Nothing but the lines from the one containing "- the minutes" through the last line of the entries should appear in the output, each verbatim.

[[ DATASET RECORDS, beginning ]]

PR #6931, opened 2026-09-17
WI-002539: one baseline for a leg's minutes, and two ways they stopped being lost

yusuffGoodie:
> **Stacked on [#6930](https://github.com/ONE-F-M/one_fm/pull/6930) (WI-002538)** — base is `WI-002538-replay-a-lost-save-race`, not `staging`. Review/merge that one first; this PR's diff is only its own commit.

## The problem

Every modal that asks for a drive seeded its own number, and the server chained an untimed stop on a third:

| entry point | was | now |
|---|---|---|
| Assign Trip (solo drop) | 60 transit / 15 buffer | **15 / 5** |
| Transit to X (drop on an occupied lane) | 30 / 10 | **15 / 5** |
| Merge Into Existing Trip (drawer) | 30 / 10 | **15 / 5** |
| New Independent Trip | 60, **no buffer field at all** | **15 / 5** |
| `DEFAULT_TRANSIT_MINUTES` (server) | 30 | **15** |

So the same card timed differently depending on which way it reached the lane.

**New Independent Trip is not named in the ACs.** It creates a new trip on a vehicle lane, which is what AC1 is about, so leaving it would have kept exactly one path still timing a run on 60 minutes and no buffer. Flagging it as a judgement call rather than burying it.

## AC3 — a drive is never instant, but a blank drive still can't be confirmed

`_legTransit()` floors a leg to 1 minute **only when it has somewhere onward**. A stop at the end of a run legitimately carries 0, and inventing a minute there would move the run's end time.

This is a floor on what gets **stored**, not a default nobody chose. The `"Every drive needs its minutes before the trip can be confirmed"` guard from WI-002078 AC3.6 is **deliberately left standing** — a literal reading of AC3 would have retired it, since a transit that is never 0 makes `untimed` permanently empty and lets a pickup be scheduled on a 1-minute drive nobody typed. There's a test pinning that guard in place.

## AC4 — the actual root cause

Typing in one minute box reset the other to 0. The browser posted only the key it had just changed:

```js
timings[ship][key] = parseInt(this.value, 10) || 0;   // one key
```

…and the server refills whatever is absent from its own default — `DEFAULT_TRANSIT_MINUTES` for the drive, `0` for the buffer. So a buffer typed on a leg with no entry yet sent that leg's transit back as **0**, and the dispatcher watched the number they had just read reset itself. The handler now reads **both** inputs off the row, so the pair always travels together.

## Slices of WI-002578 that came along

Opening the Trip Builder from the Assign modal (your instruction) needed two things that belong to 578. Both were cheap:

- **The preview refused a run of one card** (`len(names) < 2`). But `build_itinerary` *already* gives a single outward card the camp → site → home shape — which is precisely the 2-leg round trip **578 AC7** describes. Relaxing the guard was the whole change; no new itinerary logic.
- **Confirm can't merge a run of one** — `merge_trip_shipments` genuinely needs two cards to mint a `trip_group` — so a solo run applies its preview directly and keeps its own direction. That also unblocks **Edit Trip Timings for single trips (578 AC6)**, which the old guard sent the operator away from.

I'll note this on WI-002578 so those two ACs aren't built twice.

Also fixed while in there: the rejected-save rollback called `undo_merge` on `merged.itinerary.map(s => s.shipment)`. For a solo run those are leg keys (`leg-2`), not shipment names, and nothing was merged anyway — the cards actually merged are now named explicitly.

## Tests

`one_fm/tests/test_default_leg_timings.py` — 18 tests across the four ACs, including one that asserts the AC3.6 blank-drive guard survives, and two that build a real single-card preview and assert it produces the 3-stop round trip.

Two tests in `test_merge_preview` pinned the old literals (`DEFAULT_TRANSIT_MINUTES == 30`, and the expression the transit floor replaced). Both still guard their original point and were **updated to the current values, not deleted**.

| module | result |
|---|---|
| `test_default_leg_timings` | 18 passed |
| `test_merge_preview` | 97 passed |
| `test_mixed_trip_merge` | 62 passed |
| `test_forward_departure_scheduling` | 48 passed |
| `test_transportation_seat_rule` | 36 passed |
| `test_transportation_shipment` | 33 passed |
| `test_transportation_schedule` | 27 passed |
| `test_transportation_manifest_page` | 26 passed |
| `test_one_trip_group_is_one_run` | 18 passed |
| `test_save_conflict_retry` | 15 passed |

**Not yet verified in a browser.** The Playwright MCP server could not connect (it needs Node ≥ 20; this bench defaults to 18) and no site was running. Both now fixed locally, so the visual half of AC1 — the renamed button and the Trip Builder opening seeded — is click-testable next session.


yusuffGoodie:
## Verified in the browser

Dragged a pool card onto an empty lane on the live board:

**Assign modal**
```
title:          Assign Outbound (→ To Site) — DHL Ardiya
Buffer Time:    5      ← AC1
Transit Time:   15     ← AC1
primary button: Open Trip Builder
```

**Clicking it opened the Trip Builder, seeded:**

| Stop | Place | Action | Buffer | Transit | Departs | Arrival |
|---|---|---|---|---|---|---|
| 1 | Mahboula Camp | Boarding | **5** | **15** | 14:40 | 15:00 |
| 2 | DHL Ardiya | Dropping Off | 5 | 15 | 15:00 | 15:20 |
| 3 | Mahboula Camp | Dropping Off | — | — | 15:20 | — |

Three things that confirms at once:

- the minutes entered in the Assign modal **flow into the first leg**, as asked;
- a **single card** produced the full camp → site → home round trip (the WI-002578 AC7 shape) with no new itinerary logic;
- stop 3 has nowhere onward and correctly shows **—**, not a floored 1 — the `_legTransit` "drives" test holds in practice.

**AC4 live:**

| action | buffer | transit |
|---|---|---|
| opened | 5 | 15 |
| set buffer 12 | **12** | **15** ← was reset to 0 before |
| set transit 27 | **12** | **27** |

Leg 2 stayed 5/15 throughout, and the walk followed: 14:40 + 12 + 27 = **15:19**.

"Edit Trip Timings" is also enabled on a single-stop run now (WI-002578 AC6).

The block this created was removed afterwards, so the plan is as it was found.

NoBoneZ (approved):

[[ DATASET RECORDS, end ]]

COMPLETED EXERCISE:
- the minutes entered in the Assign modal **flow into the first leg**, as asked;
- a **single card** produced the full camp → site → home round trip (the WI-002578 AC7 shape) with no new itinerary logic;
- stop 3 has nowhere onward and correctly shows **—**, not a floored 1 — the `_legTransit` "drives" test holds in practice.

**AC4 live:**

| action | buffer | transit |
|---|---|---|
| opened | 5 | 15 |
| set buffer 12 | **12** | **15** ← was reset to 0 before |
| set transit 27 | **12** | **27** |

Leg 2 stayed 5/15 throughout, and the walk followed: 14:40 + 12 + 27 = **15:19**.

"Edit Trip Timings" is also enabled on a single-stop run now (WI-002578 AC6).

The block this created was removed afterwards, so the plan is as it was found.

NoBoneZ (approved):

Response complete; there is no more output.